Assalamu alaikum. Saya di usia pertengahan 20-an dan baru saja memulai sekolah profesional. Saat saya selesai nanti, saya berharap punya pekerjaan yang stabil dan kenaikan gaji yang bertahap setiap tahun. Dulu saya tertarik pada satu pria untuk menikah, tapi dia belum berada di tempat yang stabil, jadi saya menjauh. Mungkin jika dia jadi stabil saya akan memikirkannya, atau mungkin saya akan bertemu orang lain - jujur saja, saya nggak tahu. Saat ini fokus saya adalah studi saya, tetapi orang tua saya terus mendesak untuk menikah. Mereka mencoba memperkenalkan saya dengan pria-pria yang sama sekali tidak menarik minat saya. Bagi mereka, pernikahan seolah segalanya; mereka tidak memuji kemajuan akademis atau profesional saya. Mereka khawatir saya akan berakhir sendiri, dan saya bilang kepada mereka bahwa saya akan mencari ketika saya hampir di usia akhir 20-an atau hampir selesai sekolah, tapi mereka bersikeras itu akan terlalu terlambat. Pernikahan terasa menakutkan bagi saya. Ini mulai mengganggu saya ketika orang tua saya membicarakannya karena itu memicu kenangan akan situasi sulit yang saya saksikan dalam keluarga. Jika saya belum siap dan ingin memperbaiki diri, kenapa saya harus menggantungkan harapan pria dan berisiko merusak hidupnya? Apakah benar-benar sulit menemukan seseorang jika menunggu sedikit dan sedikit lebih tua? Tekanan ini membuat rumah terasa toksik, dan saya tidak tahu bagaimana cara menghadapinya. Saya tidak ingin menikah dengan seseorang yang dipilih hanya oleh orang tua saya; mereka sepertinya tidak mengerti apa yang saya inginkan.
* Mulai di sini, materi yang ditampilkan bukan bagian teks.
PR #126, opened 2017-04-08
Include housenumber when obtaining addresses from hpd_buildings during r_properties import

### LINKED ISSUE #114: Properties are missing building number in street_address column
In order for our property search to work with the Google API, we need to make sure street addresses have a building number to search by.  Currently, for example, the address `123 2nd Avenue` would appear as `2 Avenue` in the API, and cannot be found.

rdlester:
Fixes #114


chrishenry:
👍

PR #128, opened 2017-04-10
Basic Luigi setup

### LINKED ISSUE #88: data-import Docker container
Right now, I'm running the data-import scripts on Docker by connecting to the nb Docker container (using docker exec -it <container_id> /bin/bash) and manually running the scripts one by one.

We need:
1. A script that runs all the import scripts. This, ideally, should gracefully handle interruptions and automatically pick up from wherever it left off. (This functionality might need to be added to the scripts)
2. A container that, as a part of setup, runs this master script.

rdlester:
Fixes #88.

A very basic Docker image that runs a simple wrapper around our existing import scripts using Luigi.

The "right" way to do Luigi is to start up a scheduler server (luigid), then run tasks against it. Since the current goal of this image is just to run the data imports, I just had the image run the tasks directly without starting up a scheduler server. We might want to actually switch this to a server once we need to do more complex things.

Right now, we don't get too much out of Luigi. It does keep track of which tasks (imports) have run and only runs those it needs to, and can run them in parallel, nicely . However, it'll be very useful when adding incremental imports, or merging data sets together for analysis or exposure in an API (like what the db_connector tasks do now).

One issue with the current setup is that it will only run the imports once. Some scripts (though which I'm not entirely sure) import all available data, so re-running them might pull in new data. You can drop the marker table that Luigi uses to track the imports or specific rows in it to force new updates, but that's a little complicated. Not an issue after incremental update is added.


README.md
```diff
@@ -19,7 +19,8 @@ Before using any of our Docker images, you'll need to create a .env file. The re
 
 * db: The MySQL database storing NYC city data both in semi-raw form and joined into a model for the Rails website. The database can be examined with `docker exec deltanycheatseek_db_1 mysql -u <user from .env> -p <password from .env>`. Local clients can connect at 127.0.0.1:3306 ([localhost will not work](http://stackoverflow.com/a/32361238/103315)).
 * db-udf: Installs [user-defined functions for making regular expression queries](https://github.com/mysqludf/lib_mysqludf_preg) required for data-cleaning into MySQL. Only needs to be run once.
-* nb: Installs Python and starts a Jupyter notebook at [localhost:8888](http://localhost:8888). Can also be used to run the data-import scripts: run `docker exec -it deltanycheatseek_nb_1 /bin/bash`, then execute the scripts
+* luigi: Runs all import scripts using [Luigi](http://luigi.readthedocs.io). Will skip imports already run by the container. Imports can be run in parallel by adjusting the LUIGI_WORKERS parameter in your .env file.
+* nb: Installs Python and starts a Jupyter notebook at [localhost:8888](http://localhost:8888).
```
chrishenry: I think we need one more note here that both the `luigi` and `nb` containers are for running imports, just in a different way. Generally, separate services have separate dependencies, code etc so seeing two services with the same requirements and code threw me a bit.

Next time we meet, should get a sense of who might still be using the nb container for notebooks. If no one's really using it, it might be worthwhile to kill it, and rely on the luigi container.

docker-compose.yml
```diff
@@ -50,3 +50,22 @@ services:
...
+      dockerfile: Dockerfile.luigi
+    env_file: .env
+    # 2G Limit
+    mem_limit: 2147483648
+    environment:
+      MYSQL_HOST: db
+    volumes:
+      - ./data-imports/:/root/data-imports/
+      - ./data/:/root/heatseek/
+      - ./luigi/:/root/luigi/
```
chrishenry: Why this volume? `start.sh` is being copied in.

docker-compose.yml
```diff
@@ -50,3 +50,22 @@ services:
...
+    ports:
+      - "8082:8082"  # default luigid port
```
chrishenry: Hrmm, I'm not getting anything on localhost:8082, and it could be useful.  

Maybe make an issue? Could be a neat improvement.

rdlester: Whoops. Left over from when I was actually starting luigid up and needed to expose a port.

This PR is not really the right way to do things, it's just the first thing I got working. I figured it was better to get something out there / get feedback than get something totally polished.

I didn't go with luigid here b/c I'm still a little confused about the central scheduler and wanted to get something checked in. The model is described here: http://luigi.readthedocs.io/en/stable/execution_model.html
I don't understand if the best approach is to create one container that runs luigid, then create other containers for actually running the jobs (as workers)? Or to just docker-compose exec commands right on luigid?

Thinking about it more, I'm pretty sure it's the former, but then you've got multiple python containers running. However, if I understand the linked doc correctly, the luigid server would only need to install luigi as requirement, and doesn't need the packages required to run specific jobs. Additionally, instead of the "LUIGI_WORKERS" env setting here, you could just use docker-compose scale to spin up multiple worker containers all running the same job. I'll try this out and come back with the results.

README.md
rdlester: Someone at the meetup was running notebooks from nb to get started on stuff.

luigi and nb do have different requirements, though - they use different requirements.txts.

docker-compose.yml
rdlester: Whoops. Left over from when I was running luigid and needed to specify log and state directories.

.dockerignore
```diff
@@ -1 +1,2 @@
 mysql-data/*
+data/*
```
rdlester, line 2: Ah, this would explain why it was taking so long to rebuild docker images, thanks.

README.md
chrishenry: Ah, got it. I see. the requirements.txt at the root of the repo is for the nb container, and the one in data-import is for luigi.

docker-compose.yml
chrishenry: Ya, I agree, just throwing this into a PR is a big step forward.

Looking forward to see what you come up with!

rdlester:
I figured the central scheduler thing out. It works well.

Only goofy thing is that Ctrl-C or `docker stop`-ing the import worker won't actually shut down the worker gracefully (1. it only responds to SIGUSR1, 2. after receiving SIGUSR1 it continues running until its current task is finished). This has two implications:

1. Workers typically hold a lock on a pidfile; if improperly shut down, this lock won't get cleaned up. As such, I'm setting --no-lock when starting a luigi worker.
1. The scheduler still sees whatever task the worker was running as running after the worker is shut down until it times out. Timeout can be configured with [scheduler] -> worker-disconnect-delay; it defaults to 60 seconds. Nothing breaks here, and no tasks will get double-scheduled or go permanently un-scheduled b/c of this, but it does mean the web view will be misleading for a bit after a stop and, to successfully finish all imports, another worker will need to be kept around (even if not running) until the stopped task times out and the scheduler can reschedule it.

rdlester:
I ran all imports successfully using the new setup.

On my computer (high-end laptop, quad-core / 8 threads) with 6 workers, the whole thing took maybe 15-30 mins (wasn't keeping track of exact timing, sorry).

A bit more work is still required to get task history working.

chrishenry:
Awesome. I say we merge this in so it gets into others' hands, and just make an issue for anything you feel next steps would be.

Apakah ada saudara perempuan atau saudara laki-laki yang akhirnya menemukan pasangan mereka sendiri di kemudian hari? Saya akan sangat menghargai saran atau cerita pribadi. JazakAllahu khayr.

+214

Komentar

Bagikan pandangan Anda dengan komunitas.

Diterjemahkan otomatis

Aku juga merasa bersalah, lalu sadar bahwa jujur itu lebih baik daripada berpura-pura. Mungkin coba ajak bicara dengan tenang menjelaskan kenapa itu penting untuk karir dan kesehatan mentalmu. Kadang-kadang orang tua cuma butuh jaminan.

+7
Diterjemahkan otomatis

Saya menunggu sampai saya berusia 28 tahun dan bertemu seseorang melalui seorang teman. Keputusan terbaik. Orang tua saya mereda setelah mereka melihat saya tidak terburu-buru menuju kehancuran. Jangan merasa bersalah karena melindungi masa depanmu.

+18
Diterjemahkan otomatis

Aku denger kamu. Orangtuaku juga terus-terusan ngedorong dan itu selalu merusak suasana makan malam. Aku mulai bikin batasan - nggak ada pembicaraan tentang pernikahan saat makan keluarga. Batasan kecil ini selamatkan kewarasanku.

+8
Diterjemahkan otomatis

Menempatkan dirimu sendiri yang pertama itu bukan hal yang kejam. Kalau seseorang memang ditakdirkan untukmu, mereka akan menunggu. Sepupuku menikah lebih lambat dan dia sekarang lebih bahagia daripada teman-temannya yang menikah terburu-buru. Ambil waktumu, sis.

+6
Diterjemahkan otomatis

Jujur aja, sama di sini - studi dulu. Mama terus nagih dan itu jadi sangat tegang. Aku bilang sama dia dengan lembut tapi tegas, aku yang akan memutuskan kapan aku siap. Itu sedikit membantu. Kamu nggak egois, sis.

+8
Diterjemahkan otomatis

Singkatnya - kamu boleh berkembang. Jangan biarkan ketakutan menguasai dirimu. Jika orang tua mendesak, minta jeda dan buat rencana bersama, seperti ketemu lagi dalam dua tahun. Itu membantu saya menjaga kedamaian.

+8
Diterjemahkan otomatis

Kamu boleh fokus ke sekolah. Aku dengan sopan bilang ke orangtuaku kalau aku cuma akan pacaran setelah lulus, dan akhirnya mereka bisa menerima. Memang butuh waktu, tapi itu berhasil. Sabar aja sama mereka dan tegas sama dirimu sendiri.